4. Arbeitsunfähigkeit iSd § 120 Abs 1 Z 2 ASVG liegt vor, wenn der Erkrankte nicht oder doch nur mit der Gefahr, seinen Zustand zu verschlimmern, fähig ist, seiner zuletzt ausgeübten Erwerbstätigkeit nachzugehen. Der Wegfall der Arbeitsunfähigkeit infolge Krankheit ist daher anzunehmen, wenn der Versicherte in der Lage ist, seine arbeitsvertraglich vereinbarte Tätigkeit wieder aufzunehmen, ohne dass dadurch eine Schädigung der Gesundheit oder eine Verschlimmerung seines Zustands zu erwarten ist (10 ObS 194/06m mwN).413

5. Im vorliegenden Fall ist jedoch entgegen der Rechtsansicht der Vorinstanzen zu berücksichtigen, dass der zwischen den Parteien strittige neuerliche Eintritt des Versicherungsfalls der Arbeitsunfähigkeit infolge Krankheit am 8.8.2011 längst nach Beendigung des Beschäftigungsverhältnisses der Kl als Reinigungskraft am 25.8.2009 und nach Ablauf der Schutzfrist nach § 122 Abs 2 ASVG erfolgte (vgl 10 ObS 57/01g, SSV-NF 15/40 ua), sodass für die Beurteilung der Frage der Arbeitsunfähigkeit der Kl nicht mehr von den Anforderungen in der von ihr zuletzt ausgeübten Tätigkeit als Reinigungskraft auszugehen ist. Die Kl bezog im Zeitpunkt des möglichen Eintritts des neuerlichen Versicherungsfalls der Arbeitsunfähigkeit infolge Krankheit am 8.8.2011 Notstandshilfe. Nach stRsp ist der Eintritt der Arbeitsunfähigkeit während der Dauer des Arbeitslosengeldbezugs (bzw der Notstandshilfe) nicht mehr nach der zuletzt ausgeübten Berufstätigkeit (hier einer Reinigungskraft), sondern nach den Verweisungsbestimmungen des pensionsrechtlichen Invaliditäts- bzw Berufsunfähigkeitsbegriffs (§§ 255, 273 ASVG) zu bestimmen, wobei die Zumutbarkeitskriterien des § 9 Abs 2 AlVG nicht außer Acht gelassen werden dürfen (RIS-Justiz RS0115875).

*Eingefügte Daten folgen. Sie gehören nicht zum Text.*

Issue #3175, opened 2025-08-10
Re-test PR #2960


ethan-james:
In light of #3023 invoking native browser draggable behavior, it may no longer be necessary to disable the editable during a drag.

ethan-james:
https://github.com/ethan-james/em/blob/3b8576b4bda9bc4447917dfc40c9198ee4a664bc/src/components/Editable.tsx#L518

`onFocus` is still called during the drag, so I need to keep checking if a long press is in progress before calling `setCursorOnThought`.

ethan-james:
https://github.com/ethan-james/em/blob/3b8576b4bda9bc4447917dfc40c9198ee4a664bc/src/actions/dragInProgress.ts#L127 (https://github.com/cybersemics/em/issues/1704)

I was able to create https://github.com/cybersemics/em/pull/3179 to get rid of the unnecessary `selection.clear()`.

ethan-james:
4. https://github.com/cybersemics/em/pull/2962

This is still very important. It turns out that if you remove `useSelect: 'none'`, you can still highlight text during drag. I wouldn't have thought that would be possible anymore.

ethan-james:
5. https://github.com/cybersemics/em/pull/3102

I believe that I could remove the `setTimeout` from `useLongPress` if I could run the `stop` function `onClick` rather than `onMouseUp`/`onTouchEnd`. It still might be too wide-ranging for a refactor task, but I can check back in after re-testing points 6 and 7 on the list.

raineorshine:
Thanks for taking the time to do this. It's great to streamline our drag-and-drop and long press code.

FYI I think we lost the ability to keep the virtual keyboard up while dragging and dropping. This makes it annoying to go back to editing after dragging a thought. However, the advantage is that you have more visible screen space for dragging, and it is less susceptible to weird edge cases where the browser automatically changes the selection. We can open a separate issue, but thought I would mention it here. Probably need user feedback for a clearer design direction anyway.

ethan-james:
8. https://github.com/ethan-james/em/blob/80a075ffba1c268d2ae77aff7c3fa0ed14120a08/src/components/Editable.tsx#L577 (see if it will still scroll to editable during drag)

It does still scroll and move the cursor after a long press, so this needs to stay.

ethan-james:
10. Added to https://github.com/cybersemics/em/pull/3187#issuecomment-3207832649

ethan-james:
13. Addressed in #3190

[...]

Issue #1704, opened 2023-02-12
[mobile] Gestures stop working after tap-to-select


raineorshine:
## Steps to Reproduce

1. Create a thought 
2. Close the keyboard
3. Tap and hold over a word in the thought in order to activate drag-and-drop
  - Mobile Safari's tap-to-select functionality will select the word 
4. Drag the thought away and then back
  - This should visibly clear the selection 
5. End the drag 
6. Try to make a gesture 

## Current Behavior

Nothing happens.

The selection still exists even thought it is not visible, which disables MultiGesture.  

## Expected Behavior

Gestures should work. 

The selection should be cleared after the drag ends. 

## Notes

This won't be an issue if tap-to-select can be disabled during drag-and-drop. Still, it doesn't hurt to have an independent fix since it is very bad for gestures to silently fail.

PR #3179, opened 2025-08-13
Remove selection.clear when ending long press

ethan-james:
References #3175

Thanks to #3023, tap-to-select no longer activates during a long press. Now this workaround is unnecessary. I tested against #1704 to make sure. I also added this change to #3177 since I moved `dragInProgress.ts` into `longPress.ts`. So we may not end up merging this if that PR gets approved soon.


raineorshine (approved):

raineorshine:
Looks good!

PR #3184, opened 2025-08-14
Remove globals.longpressing

ethan-james:
References #3175

There is only [one place](https://github.com/ethan-james/em/blob/80a075ffba1c268d2ae77aff7c3fa0ed14120a08/src/hooks/useLongPress.ts#L89) where `globals.longpressing` was being tested, and the main reason for that was to check if the long press had been canceled by our `touchmove` handler, which is now gone.

There is now significant redundancy between [onLongPressEnd](https://github.com/ethan-james/em/blob/77f854d559f95ea8147484ada69f9e52a708d56b/src/hooks/useDragHold.ts#L48) and [endDrag](https://github.com/ethan-james/em/blob/77f854d559f95ea8147484ada69f9e52a708d56b/src/hooks/useDragAndDropThought.tsx#L108). I'm pretty confident that I can do away with `endDrag` entirely, since in my testing I always see [stop](https://github.com/ethan-james/em/blob/77f854d559f95ea8147484ada69f9e52a708d56b/src/hooks/useLongPress.ts#L75) getting called at the end of any long press, including a drag.

I figured it would be best to start small and work toward eliminating `endDrag` and even [the useEffect in useDragHold](https://github.com/ethan-james/em/blob/77f854d559f95ea8147484ada69f9e52a708d56b/src/hooks/useDragHold.ts#L70), especially due to this comment:

```
// react-dnd stops propagation so onLongPressEnd sometimes doesn't get called.
```

I don't think that `react-dnd` is still stopping propagation, but please let me know if there are drag-and-drop edge cases that I might need to test.

### DIFF
--- a/src/globals.ts
+++ b/src/globals.ts
@@ -2,10 +2,6 @@
 
 /** THE BAD PLACE where mutable globals are defined. */
 
-// globally tracks when a long press starts and ends
-// this is useful to prevent long-tap-to-select on mobile safari
-let longpressing = false
-
 // track whether the user is touchmoving so that we can distinguish touchend events from tap or drag
 // not related to react-dnd
 let touching = false
@@ -39,7 +35,6 @@ const globals = {
   freeThoughtsThreshold,
   errorTimer,
   offlineTimer,
-  longpressing,
   rendered,
   suppressExpansion,
   touching,
--- a/src/hooks/useDragAndDropThought.tsx
+++ b/src/hooks/useDragAndDropThought.tsx
@@ -23,7 +23,6 @@ import { ThoughtContainerProps } from '../components/Thought'
 import { AlertType, LongPressState } from '../constants'
 import allowTouchToScroll from '../device/allowTouchToScroll'
 import * as selection from '../device/selection'
-import globals from '../globals'
 import documentSort from '../selectors/documentSort'
 import findDescendant from '../selectors/findDescendant'
 import getNextRank from '../selectors/getNextRank'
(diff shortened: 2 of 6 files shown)


raineorshine (approved):
Thanks so much!

> There is only [one place](https://github.com/ethan-james/em/blob/80a075ffba1c268d2ae77aff7c3fa0ed14120a08/src/hooks/useLongPress.ts#L89) where `globals.longpressing` was being tested, and the main reason for that was to check if the long press had been canceled by our `touchmove` handler, which is now gone.

Yes, traced back to ce0bbeb, but not issue number.

`globals.longpressing` predates ce0bbeb, but the other uses are gone so it's simpler to evaluate the implications of removing it.

> There is now significant redundancy between [onLongPressEnd](https://github.com/ethan-james/em/blob/77f854d559f95ea8147484ada69f9e52a708d56b/src/hooks/useDragHold.ts#L48) and [endDrag](https://github.com/ethan-james/em/blob/77f854d559f95ea8147484ada69f9e52a708d56b/src/hooks/useDragAndDropThought.tsx#L108). I'm pretty confident that I can do away with `endDrag` entirely, since in my testing I always see [stop](https://github.com/ethan-james/em/blob/77f854d559f95ea8147484ada69f9e52a708d56b/src/hooks/useLongPress.ts#L75) getting called at the end of any long press, including a drag.

Great observation, that would be wonderful.

> I don't think that `react-dnd` is still stopping propagation, but please let me know if there are drag-and-drop edge cases that I might need to test.

I don't know any off the top of my head. It's possible it has changed after our TouchBackend work. I'm willing to risk it, as this seems like a good opportunity to simplify. We can always revert if we discover a regression.

PR #3186, opened 2025-08-17
Fix for drag and drop favorite throws an error

### LINKED ISSUE #3180: Drag-and-drop favorite throws an error
Reproducible in iOS Safari, Android Chrome and desktop Chrome

## Steps to Reproduce

1. Place cursor on a thought
2. Favorite the thought
3. Open the sidebar (to Favorites tab)
4. Long press on the thought itself (not the home icon above it)
5. Drag

## Current Behavior

Throws a `draggedItems.every is not a function` error.

https://github.com/user-attachments/assets/cb029ceb-2e16-4264-848c-4e47c293ad89

## Expected Behavior

No error.

---

The error is coming from https://github.com/cybersemics/em/blob/3b8576b4bda9bc4447917dfc40c9198ee4a664bc/src/hooks/useDragAndDropThought.tsx#L158, not from drag-and-drop favorites. Presumably all droppables are being checked regardless of source zone. This looks like it's related to #3016 by @karunkop, although I'd be happy to take it on.

karunkop:
Close #3180 

### Problem

Previously in #3016 , we updated how `draggingThoughts` is structured. Now it's consistently treated as an array of `SimplePath` items. This change ensures that when multiple thoughts/a single thought are dragged together, each one is represented properly in the form of an array.

However, in the case of dragging favorite thoughts, the `beginDrag` handler was still returning a single `DraggingThought` item, rather than an array. Since the `useDragAndDropThought` and `useDragAndDropSubThought` hooks expect `draggedItems` to be an array, this inconsistency caused unexpected behavior.

> **Although it is not clear to me why does these hooks run in case of favorite thoughts ?**

### Fix

I updated the `useDragDropFavorites` hook so that it now returns `draggingThoughts` as an array of `DragThoughtItem` matching the structure expected elsewhere in the drag-and-drop system. This change aligns the favorites drag-drop behavior with the rest of the hooks.

### Tests

Added e2e test cases for dragging and dropping favorites


src/e2e/puppeteer/helpers/dragAndDropFavorite.ts
```diff
@@ -0,0 +1,80 @@
...
+    await page.locator('[data-drag-in-progress="true"]').wait()
+
+    if (mouseUp) {
+      await page.mouse.up()
+      await waitUntil(() => !document.querySelector('[data-drag-in-progress="true"]'))
+    }
+  } catch (error) {
+    console.error('Drag and drop error:', error)
+    throw error
+  }
```
raineorshine: Why the try-catch?

src/components/Favorites.tsx
```diff
@@ -46,7 +46,12 @@ const DragAndDropFavorite = ({
   return (
     // Set overflow:auto so the drop target fully wraps its contents.
     // Otherwise the context-breadcrumbs margin-top will leak out and create a dead zone where the favorite cannot be dropped.
-    <div {...dragHoldResult.props} className={css({ overflow: 'auto' })} ref={node => dragSource(dropTarget(node))}>
+    <div
+      {...dragHoldResult.props}
+      className={css({ overflow: 'auto' })}
+      data-testid='favorite-item'
```
raineorshine: Let's call this `drag-and-drop-favorite` to match the component name.

src/e2e/puppeteer/__tests__/drag-and-drop-favorites.ts
```diff
@@ -0,0 +1,121 @@
...
+      const links = Array.from({ length: result.snapshotLength }, (_, i) => {
+        const link = result.snapshotItem(i) as HTMLElement
+        return link.textContent?.trim()?.toLowerCase() || ''
+      }).filter(text => text !== '')
+
+      return links
+    } catch (error) {
+      console.error('Error in XPath approach:', error)
+      return null
+    }
```
raineorshine: Probably don't want to swallow errors.

src/e2e/puppeteer/__tests__/drag-and-drop-favorites.ts
```diff
@@ -0,0 +1,121 @@
...
+import dragAndDropFavorite from '../helpers/dragAndDropFavorite'
+import paste from '../helpers/paste'
+import press from '../helpers/press'
+import waitForSelector from '../helpers/waitForSelector'
+import { page } from '../setup'
+
+vi.setConfig({ testTimeout: 20000, hookTimeout: 20000 })
+
+/** Get the order of favorites as displayed in the sidebar. */
+const getFavoritesOrder = async () => {
```
raineorshine: Let's call this `selectFavorites` or `selectFavoritesText`. It makes more sense to say that it is retrieving the favorites text *in order* rather than saying it *gets the order* itself.

src/e2e/puppeteer/__tests__/drag-and-drop-favorites.ts
```diff
@@ -0,0 +1,121 @@
...
+    try {
+      // XPath to find all thought-links that are NOT in breadcrumbs, within favorite-items
+      const xpath = `//*[@data-testid='favorite-item']//*[@data-thought-link and not(ancestor::*[@aria-label='context-breadcrumbs'])]`
+
+      const result = document.evaluate(xpath, document, null, XPathResult.ORDERED_NODE_SNAPSHOT_TYPE, null)
+
+      if (result.snapshotLength === 0) {
+        console.warn('No favorite items found with XPath:', xpath)
+        return null
+      }
```
raineorshine: Is a special case needed? I would think 0 results would simply return an empty array, not null.

src/e2e/puppeteer/__tests__/drag-and-drop-favorites.ts
```diff
@@ -0,0 +1,121 @@
...
+
+    await clickThought('d')
+    await click('[aria-label="Add to Favorites"]')
+
+    // Open favorites in sidebar
+    await click('[aria-label="menu"]')
+    await page.locator('[data-testid="sidebar"]').wait()
+
+    // Verify initial order
+    expect(await getFavoritesOrder()).toEqual(['a', 'b', 'c', 'd'])
```
raineorshine: The assertion is very readable, thanks.

src/e2e/puppeteer/helpers/dragAndDropFavorite.ts
```diff
@@ -0,0 +1,80 @@
...
+import waitUntil from './waitUntil'
+
+/**
+ * Helper to find favorite item by text value.
+ * Uses XPath to find the thought-link with exact text, not in breadcrumbs, within favorite-item.
+ */
+const findFavoriteItem = async (value: string) => {
+  return await page.evaluateHandle(value => {
+    // XPath to find thought-link with exact text value which is not in breadcrumbs but just within favorite-item
+    const xpath = `//*[@data-testid='favorite-item']//*[@data-thought-link and not(ancestor::*[@aria-label='context-breadcrumbs']) and normalize-space()='${value.toLowerCase()}']/ancestor::*[@data-testid='favorite-item']`
```
raineorshine: First, I don't see a reason to make this case insensitive, especially given that the JSDOC says it looks for the "exact text."

raineorshine: Second, can you explain the explicit breadcrumb exclusion? Are these for favorites from deeply nested contexts?

raineorshine: Third, I see `//*[@data-testid='favorite-item']` and the beginning and `/ancestor::*[@data-testid='favorite-item']` at the end of the selector. I'm not as familiar with XPATH, but is this necessary?

src/e2e/puppeteer/__tests__/drag-and-drop-favorites.ts
karunkop: No, the special case is not needed. This was actually added initially for the purpose of debugging and to warn that no favorite thoughts were found in the DOM. I have removed it now.

src/e2e/puppeteer/helpers/dragAndDropFavorite.ts
karunkop: The try-catch block was initially added to catch errors related to XPath while implementing it. I have removed it now

src/e2e/puppeteer/helpers/dragAndDropFavorite.ts
karunkop: The explicit exclusion of breadcrumbs is necessary because, in the DOM structure, we are specifically targeting direct <a> tag descendants. For example, in the following HTML snippet:

```html
<div class="ov_auto" data-testid="drag-and-drop-favorite" draggable="true">
  <div>
    <div aria-label="context-breadcrumbs" class="fs_0.867em c_gray66 ml_0 mt_1em min-h_1em lh_1.5">
      <div>
        <span class="">
          <a tabindex="-1" data-thought-link="true" class="..." role="button">d</a>
          <span class="..."></span>
        </span>
      </div>
    </div>
    <a tabindex="-1" data-thought-link="true" class="..." role="button">e</a>
    <span class="..."></span>
  </div>
</div>
```


Here, both the breadcrumb `d` and the actual favorite thought `e` use the `data-thought-link` attribute. However, the breadcrumb is nested within an element labeled as `context-breadcrumbs`, while the favorite thought is a direct child of the container.

Without explicitly excluding elements inside the breadcrumb container, any XPath expression that matches based solely on the `data-thought-link` attribute would incorrectly include the breadcrumb `d`. This would result in false positives when identifying favorite thoughts. By explicitly filtering out the breadcrumbs, we ensure that only valid, direct favorite thoughts like `e` are matched.

karunkop: > Third, I see `//*[@data-testid='favorite-item']` and the beginning and `/ancestor::*[@data-testid='favorite-item']` at the end of the selector. I'm not as familiar with XPATH, but is this necessary?

After a bit more googling, I was able to remove the redundancy with the pattern. In summary, this XPath expression selects all drag-and-drop-favorite elements that contain a data-thought-link attribute (not within context-breadcrumbs) with normalized text content exactly matching the specified value.

raineorshine: > The explicit exclusion of breadcrumbs is necessary because, in the DOM structure, we are specifically targeting direct tag descendants.

Okay, thanks for the explanation. I wish there was a way to select without the dependency on the DOM hierarchy, but I'll accept this for now.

6. Im vorliegenden Fall ist daher für einen neuerlichen Eintritt des Versicherungsfalls der Arbeitsunfähigkeit infolge Krankheit entscheidend, ob die Kl vor ihrem am 8.8.2011 erlittenen Herzinfarkt arbeitsfähig iSd für sie maßgebenden pensionsrechtlichen Invaliditäts- bzw Berufsunfähigkeitsbegriffs war und sie diese Arbeitsfähigkeit durch ihre neuerliche Erkrankung wieder verloren hat. Dazu bedarf es ergänzender Feststellungen durch das Erstgericht [...]. Es werden Feststellungen zu treffen sein, ob die Kl vor Eintritt des Herzinfarkts in der Lage war, Tätigkeiten auf dem allgemeinen Arbeitsmarkt zu verrichten.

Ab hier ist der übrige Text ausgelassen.